Do my deers and take my elk in to clays.


----------



## HJB

I also take my animals to Champion, they do a great job and I have never had a problem. At Champion each animal is tagged with your name and when it comes time to process the meat they do it by "Name" so the meat you provided is the meat you get back. 
I like my meat professionally cut and wrapped. They do an awesome job and I like the beef fat added for extra flavor and ease of cooking. Yes, it's more expensive but I would rather take a nap after a long hunt than sit around cutting meat for 4-5 hours. To me, it's worth the money. If you like your own cuts, and you enjoy a little extra money for doing it yourself, more power to ya


----------



## middlefork

Gutless, boned out on the hill. 75% done before packing it out. 25% left to do at the house. I will save the good scraps and combine them with friends and familys scraps for sausage.


----------



## fletchinjig

My dad worked as a butcher during and for a few years after high school. When he quit he purchased knives and other items for the purpose of processing game animals. He has always processed my animals for me and I get to watch him and let him know how I want it cut. Get a good vacuum saver and your meat is just as good as professionally wrapped. I use all the scraps for jerky and burgers. Burgers are my absolute favorite. I actually mix in a small amount of beef hamburger that is 80-85 percent lean and it tastes and works great.


----------



## duckhunter1096

I take my animals to Meiers in Bluffdale. It's just too easy. As stated earlier, I'd rather take a nap than cut up an animal. The only time my knives see the animals is while I'm guttin' them, and when I've cooked them.


----------



## Theekillerbee

I thought I remember hearing that a game animal has to be processed individually...some kind of fed reg, so I'm pretty sure you get all your own animal back.

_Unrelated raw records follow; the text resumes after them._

PR #344, opened 2025-02-11
traits: add transport trait

deanredfern26:
Adds a trait which represents a device that transports a load from one location to another. Common implementors within buildings will be lifts and escalators but could just as easily represent conveyors, dumb waiters etc. Also, the idea is this should be generic & expressive enough to extend to any mobility device which the building might offer, such as smart mobility scooters


proto/transport.proto
```diff
@@ -0,0 +1,178 @@
...
+    bool passenger_alarm = 8;
+    // Optional. The speed of the transport.
+    float speed = 9;
+    // Optional. The destinations that are supported by the transport.
+    repeated int32 supported_destinations = 10;
+    // Optional. True if the transport is currently active. Note this is different to mode,
+    // as the transport can be in an active or idle state in different modes.
+    bool active = 11;
+    // Optional. The actor describes an entity that is using the transport.
+    Actor actor = 12;
```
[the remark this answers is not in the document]
deanredfern26: The Location and Payload makes sense. Thinking about Journey in regards to a lift, if people keep getting in and out would that just be represented as a continuous journey?

proto/transport.proto
```diff
@@ -0,0 +1,224 @@
...
+
+    // The current location of the transport.
+    Location current_location = 1;
+    // Optional. The next destination(s) the transport will stop at.
+    repeated Location next_destinations = 2;
+    // Optional. The direction the transport is moving.
+    Direction moving_direction = 3;
+    // Optional. The total amount of load being carried.
+    // The units this is measured in is implementation specific. See TransportSupport
+    float load = 4;
```
mattnathan, line 145: When creating optional fields whose zero value could have some meaning you need to think about how to distinguish these two states (zero and absent). If possible, model the data so that zero means absent, but when that isn't possible specify the field as `optional` in the proto.

proto/transport.proto
```diff
@@ -0,0 +1,224 @@
...
+    // Optional. The status of each the door(s) of the transport. For multiple doors, use TransportSupport to identify multiple doors.
+    repeated DoorStatus door_status = 5;
+    // Optional. The mode the transport is in.
+    Mode mode = 6;
+    // Optional. A list of active fault signals being reported.
+    repeated Fault faults = 7;
+    // Optional. True if the passenger alarm has been activated.
+    bool passenger_alarm = 8;
```
mattnathan, line 153: I think this bool might benefit from being an enum instead.

proto/transport.proto
```diff
@@ -0,0 +1,224 @@
...
+      OPEN = 2;
+      OPENING = 3;
+      CLOSING = 4;
+      // The door is safety locked.
+      SAFETY_LOCKED = 5;
+      // The door remains in a position that is not fully open or closed.
+      LIMITED_OPENED = 6;
+    }
+
+    enum Mode {
```
mattnathan, line 54: Is there any way we can avoid `Mode` as a name here, we already have the `mode` trait and `Electric.Mode` which gets confusing enough as it is. `OperationMode` maybe?

proto/transport.proto
```diff
@@ -0,0 +1,224 @@
...
+      // A comb plate safety switch is activated.
+      COMB_PLATE_FAULT = 9;
+      GENERAL_FAULT = 10;
+      DOOR_FAULT = 11;
+      LEVELLING_FAULT = 12;
+      SAFETY_CIRCUIT_BREAK_FAULT = 13;
+      FAIL_TO_START = 14;
+      ALARM_BUTTON = 15;
+      DOOR_NOT_CLOSING = 16;
+    }
```
mattnathan, line 110: Seeing these faults and knowing we have the Status trait is making me wonder how the two would fit together. I have nothing to change here, but just thinking about it.

proto/transport.proto
```diff
@@ -0,0 +1,224 @@
...
+    Direction moving_direction = 3;
+    // Optional. The total amount of load being carried.
+    // The units this is measured in is implementation specific. See TransportSupport
+    float load = 4;
+    // Optional. The status of each the door(s) of the transport. For multiple doors, use TransportSupport to identify multiple doors.
+    repeated DoorStatus door_status = 5;
+    // Optional. The mode the transport is in.
+    Mode mode = 6;
+    // Optional. A list of active fault signals being reported.
+    repeated Fault faults = 7;
```
mattnathan, line 151: For faults it's useful to know when the fault occurred.

proto/transport.proto
mattnathan, line 153: How is `passenger_alarm` different from `Fault.ALARM_BUTTON`? Or is the latter a fault with the button? This isn't clear.

proto/transport.proto
```diff
@@ -0,0 +1,224 @@
...
+    // Optional. True if the passenger alarm has been activated.
+    bool passenger_alarm = 8;
+    // Optional. The speed of the transport.
+    float speed = 9;
```
mattnathan, line 155: Again here, zero speed is a valid value and currently indistinguishable from an absent speed value.

mattnathan, line 155: I'm not sure how much this will be an issue but speed could have a high change rate during acceleration of a lift. Similar to brightness levels on a light that is ramping. Not sure how to fix that here, but something to think about and maybe add some docs around?

proto/transport.proto
```diff
@@ -0,0 +1,224 @@
...
+    // Optional. The destinations that are supported by the transport.
+    repeated Location supported_destinations = 10;
+    // Optional. True if the transport is currently active. Note this is different to mode,
+    // as the transport can be in an active or idle state in different modes.
+    bool active = 11;
```
mattnathan, line 160: Especially true when the zero state is not the normal state for a field, there's no way to know if the transport is inactive or doesn't support the active property. As before this might benefit from being an enum instead?

proto/transport.proto
```diff
@@ -0,0 +1,224 @@
...
+    // Optional. The mode the transport is in.
+    Mode mode = 6;
+    // Optional. A list of active fault signals being reported.
+    repeated Fault faults = 7;
+    // Optional. True if the passenger alarm has been activated.
+    bool passenger_alarm = 8;
+    // Optional. The speed of the transport.
+    float speed = 9;
+    // Optional. The destinations that are supported by the transport.
+    repeated Location supported_destinations = 10;
```
mattnathan, line 157: Can you write something about the order of destinations having meaning? I don't think we can strictly specify it as bottom->top (as that makes no sense for a conveyor), but saying they have a logical ordering based on the device or something.

proto/transport.proto
```diff
@@ -0,0 +1,224 @@
...
+
+    // Journey describes the journey of the transport or payload.
+    // It will have a source and one or more destinations.
+    message Journey {
+      // The starting point of the journey.
+      Location start = 1;
+      // The destinations of the journey.
+      repeated Location destinations = 2;
+      // Optional. The reason for the journey.
+      string reason = 3;
```
mattnathan, line 134: Do you think a journey could have a start_time and eta?

proto/transport.proto
```diff
@@ -0,0 +1,224 @@
...
+    float speed = 9;
+    // Optional. The destinations that are supported by the transport.
+    repeated Location supported_destinations = 10;
+    // Optional. True if the transport is currently active. Note this is different to mode,
+    // as the transport can be in an active or idle state in different modes.
+    bool active = 11;
+
+    message Payload {
+        // The id of the payload.
+        string id = 1;
```
mattnathan, line 164: Please explain which context the id is useful.

proto/transport.proto
```diff
@@ -0,0 +1,224 @@
...
+        // The description of the payload.
+        string description = 2;
+        // The journey the payload is intending to take.
+        Journey intended_journey = 3;
+        // The actual journey the payload has taken.
+        Journey actual_journey = 4;
```
mattnathan, line 170: As there's no way to get completed payloads, I don't think this will ever include the actual journey, only the actual journey so far.

proto/transport.proto
```diff
@@ -0,0 +1,224 @@
...
+  bool updates_only = 3;
+}
+
+message PullTransportResponse {
+  repeated Change changes = 1;
+
+  message Change {
+    string name = 1;
+    google.protobuf.Timestamp change_time = 2;
+    Transport transport_state = 3;
```
mattnathan, line 222: `transport_state` -> `transport` after name change

proto/transport.proto
```diff
@@ -0,0 +1,224 @@
...
+        string description = 2;
+        // The journey the payload is intending to take.
+        Journey intended_journey = 3;
+        // The actual journey the payload has taken.
+        Journey actual_journey = 4;
+    }
+
+    // Optional. Payloads describes the entities that are currently being transported.
+    repeated Payload payloads = 12;
+}
```
mattnathan, line 175: I can't see any fault or mode that indicates that the transport is overcapacity. Is this not something that our example devices have?

mattnathan (changes requested):

proto/transport.proto
deanredfern26: The latter is a fault with the button, have commented Fault.ALARM_BUTTON to make this more clear

proto/transport.proto
deanredfern26: Strangely enough no, not in the KONE spec or the bacnet that I could see, have added it anyway

proto/transport.proto
```diff
@@ -0,0 +1,224 @@
...
+      // The destinations of the journey.
+      repeated Location destinations = 2;
+      // Optional. The reason for the journey.
+      string reason = 3;
+    }
+
+    // The current location of the transport.
+    Location current_location = 1;
+    // Optional. The next destination(s) the transport will stop at.
+    repeated Location next_destinations = 2;
```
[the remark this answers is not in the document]
deanredfern26: Not sure I quite understand what you mean here, how is this different from any other trait, when after a restart we are waiting for an initial value? You wouldn't be able to render the lift cab until you received current_location, but surely that is true for any device trait, particularly when using pub/sub?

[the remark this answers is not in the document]
mattnathan: I'm saying that the initial value for the Transport isn't enough to render an accurate (enough) representation of what's going on.

I'm assuming that locations are discreet: "floor 2 bay 1" and not continuous: "30% between floor 2 and floor 3"

An example might help: Say a lift has a single cab and that cab is currently travelling between GF and F10 when the app loads and calls GetTransport. The response will look something like this:

```js
{
  "current_location": ?,        // I'm not actually sure what this will be from the docs
  "next_destinations": ["F10"], // I assume this won't include GF
  "moving_direction": UP,
  "supported_destinations": ["GF", "F01", ..., "F10", ...],
  "load", "speed", etc
}
```
Given this response the app has no way to know where to render the cab, assuming it's trying to render a ui like this:

image

All the app knows is that the cab is in some location DOWN (opposite of UP) from F10.

I don't think we should have this trait model exact location and progress between destinations (while in transit), that would just cause PullTransport to be very chatty as the location changes over a journey. But, there are ways we can encode the start and end of a journey leg in a way that an app can use the information to _guess_ where the cab is with some accuracy. A start and end location and a departure time and eta would make this possible. I could see eta being optional and simulated in the app based on leg distance and so on.

Does that help?

proto/location.proto
mattnathan, line 1: I appreciate the effort to introduce common types, but I don't think this is the right time for it.

1. There's a wider effort we need to go through to model a building/site/space and how it relates to things
2. Using id here when everything else in sc uses `name` is confusing.
3. It looks like the location is reinventing `Metadata` with the title, description, and floor properties

For now, let's keep Location local to Transport and the MVP version of it we need to satisfy our use cases.

mattnathan: More importantly, stating that Location.id is unique across the site while also having individual devices responsible for surfacing those locations to callers is just asking for trouble. I could imagine each device/driver assuming that the locations it returns are unique to itself: "bay 2" instead of "LG carpark, EV bank 2, Bay 2"

proto/transport.proto
```diff
@@ -0,0 +1,265 @@
...
+    // i.e. For a linear transport, the first and last items in this list should be the termini.
+    repeated Location supported_destinations = 10;
+    // Optional. The active state of the transport. Note this is different to mode,
+    // as the transport can be in an active or idle state in different modes.
+    Active active = 11;
+
+    message Payload {
+        // The id of the payload. The id must be unique within the transport for the duration of the journey.
+        // i.e. there should not be two payloads with the same id in the same transport at the same time.
+        string id = 1;
```
mattnathan, line 213: Do you think it's worth adding something about consistency of id? I feel it's obvious that a payload with id "foo" will still have id "foo" even if the payloads array is changed, but I'm less clear if "foo" can exist again once it's been removed from Transport.payloads.

1. If "foo" can reappear, how to we cater for infrequent polls to GetTransport potentially missing the fact "foo" disappeared for a bit and is back.
2. If "foo" can't come back, how to deal with id exhaustion

I expect the solution is to say ids will remain consistent for a short time or something like that, but not sure of the exact wording.

proto/transport.proto
```diff
@@ -0,0 +1,265 @@
...
+
+    enum Alarm {
+      ALARM_UNSPECIFIED = 0;
+      UNACTIVATED = 1;
+      ACTIVATED = 2;
+    }
+
+    enum Active {
+      ACTIVE_UNSPECIFIED = 0;
+      INACTIVE = 1;
```
mattnathan, line 93: You use the term `idle` in the docs where Active is used. You should probably stay consistent.

proto/transport.proto
```diff
@@ -0,0 +1,265 @@
...
+    // A zero value means there is no load, an omitted value means the load is unknown.
+    optional float load = 4;
+    // Optional. The status of each the door(s) of the transport.
+    repeated Door doors = 5;
+    // Optional. The operating mode the transport is in.
+    OperatingMode operating_mode = 6;
+    // Optional. A list of active fault signals being reported.
+    repeated Fault faults = 7;
+    // Optional. The status of the passenger alarm button.
+    Alarm passenger_alarm = 8;
```
mattnathan, line 197: As with Fault, it'd be nice to know how long the alarm has been going for.

mattnathan (changes requested):

proto/transport.proto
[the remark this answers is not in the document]
deanredfern26: So, at least in the case of lifts, the current_location will be the floor the lift is currently on, which gets updated as the lift is moving. Is that not what you need to draw this? Also, bear in mind that there is no speed reported by the lift, at least not with KONE, how would you guess the current location without the speed if you only know the start and end (with the end being able to change if someone presses a button)?

proto/transport.proto
deanredfern26: I have added an additional map for external ids that "foo" might have. These can persist after a Journey is complete, but yes, from the Transports point of view,  once "foo" has completed its journey it won't reappear as "foo" .

proto/transport.proto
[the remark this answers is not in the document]
mattnathan: I think _currently on_ is a confusing term when the lift is moving. Based on what you said I'm going to assume it maps to whatever the cab says on the display inside (or in the lobby displays). More like `closest_location` or `display_location` or something like that might be better.

I was writing out an example that used real data and pixels and things but it got complicated and I think the important part is that the rendered cab should arrive at the destination floor around the same time as the real cab arrives at the real floor. For this the app needs to have some kind of ETA, either calculated based on data or returned in the Transport.

A possible calculation approach using the data as described above in Transport would be something like this:

```js
const constantSpeed = 1 / 5; // floors/s: 1 floor distance every 5 seconds
const startDeceleratingFloors = 0.75; // the cab starts decelerating this many floors before the destination floor
const decelerationTime = 3; // seconds. How long does deceleration last
const floorsToTravel = supported_destinations[current_floor : next_destinations[0]].length - 1; // -1, already at current_floor, see Travel Distance below
const timeAtConstantSpeed = (floorsToTravel - startDeceleratingFloors) / constantSpeed;
const estimatedTravelTime = timeAtConstantSpeed + decelerationTime;

// The app then sets up an animation that moves the cab from 
// current_floor to next_destination over estimatedTravelTime
```

Lots of assumptions there and other things that could cause the app to get out of sync with reality. Not a huge issue while moving, but annoying to explain if you've stood on F10 and the app says the cab should be there and it isn't, or even if the cab says its arrived and the doors are open before the app shows its there.

**About travel distance**

When writing this I realised that the travel distance is actually not accurate as a lift might support floors [F1, F2, F10], or F4 might be double height, or something.

proto/transport.proto
```diff
@@ -0,0 +1,288 @@
...
+
+    enum Active {
+      ACTIVE_UNSPECIFIED = 0;
+      INACTIVE = 1;
+      ACTIVE = 2;
+    }
+
+    message Fault {
+      enum FaultType {
+        FAULT_UNSPECIFIED = 0;
```
mattnathan, line 104: I think this should be `FAULT_TYPE_UNSPECIFIED` to match the enum name

proto/transport.proto
```diff
@@ -0,0 +1,288 @@
...
+      FREIGHT = 14;
+      FAILURE = 15;
+      REDUCED_SPEED = 16;
+      STORM_OPERATION = 17;
+      HIGH_WIND_OPERATION = 18;
+    }
+
+    message Alarm {
+      enum AlarmState {
+        ALARM_UNSPECIFIED = 0;
```
mattnathan, line 86: `ALARM_STATE_UNSPECIFIED` to match the enum name

proto/transport.proto
```diff
@@ -0,0 +1,288 @@
...
+        OPENING = 3;
+        CLOSING = 4;
+        // The door is safety locked.
+        SAFETY_LOCKED = 5;
+        // The door remains in a position that is not fully open or closed.
+        LIMITED_OPENED = 6;
+      }
+
+      // The id of the door, must be unique within the transport. This is used as the id of the door in door_status.
+      int32 id = 1;
```
mattnathan, line 175: I feel like this is left over from a previous iteration of the design. I see no `door_status` field.

I wonder if we could say that transports always have a fixed number of doors, I can't think of a situation where the number of doors would change. If the door number is fixed then we can rely on the index in `Transport.doors` as the id and get rid of this field.

proto/transport.proto
```diff
@@ -0,0 +1,288 @@
...
+      // Description of the door; front, rear, etc.
+      string description = 2;
```
mattnathan, line 177: Consider changing this to `display_name` or `title`. Description is more for things like `"Door used to access the upper floor"` whereas Title would be `"Primary"` or something like that.

mattnathan (changes requested):

proto/transport.proto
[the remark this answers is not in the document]
deanredfern26: I have added an optional eta for the next destination. Also have changed the name _current_location_ to _actual_position_. _actual_position_ is the name in the KONE spec and the BACnet spec uses _car_position_ so thought it best to stay similiar to these

mattnathan (approved):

I used C&S meats in Kanesville, but I've moved up past Ogden, so I'm open for suggestions up North. They used to be around 65 for a deer. How much does Champion charge?


----------



## WarYak

My brother and I took two elk to be processed at the same time. There was a 45 pound difference between the two when they weighed them. When we picked them up one was half of the meat that the other was. They said this was due to the weight difference. It just didn't make sense that 45 pounds on a 300 pound plus carcass would make that big of a difference. If you have the time and ability I would suggest cutting and wrapping your own.


----------



## broncbuster

I think when you take it to a butcher you have no idea who's meat you are getting. If you notice there are no stry cats and dogs in the area. Thats why i do my own.


----------



## Riverrat77

Now that I've got a nice house with a decent sized garage, the processing of my own game becomes a lot more reasonable. Living in my apartment, I was dreading having to take the elk to a processor because of the horror stories I used to hear about mixing with other folks animals, not getting your right amount of meat back, etc. Looking forward to boning out an elk and cutting it up in the garage.... good times. 8)


----------



## muleydeermaniac

I take mine to Davis meats off of 12th street in ogden/west haven. They do a fantastic job, but you have to be there quick becuase they fill up fast! By the way I will never take my animals to Champion in Riverdale ever again!!! Had two bad experiences and I won't get screwed again!


----------



## Treehugnhuntr

Years ago, I used to process in my apartment, a month after I got married my wife came to 2 deer on our kitchen counter. Now I do it at my house.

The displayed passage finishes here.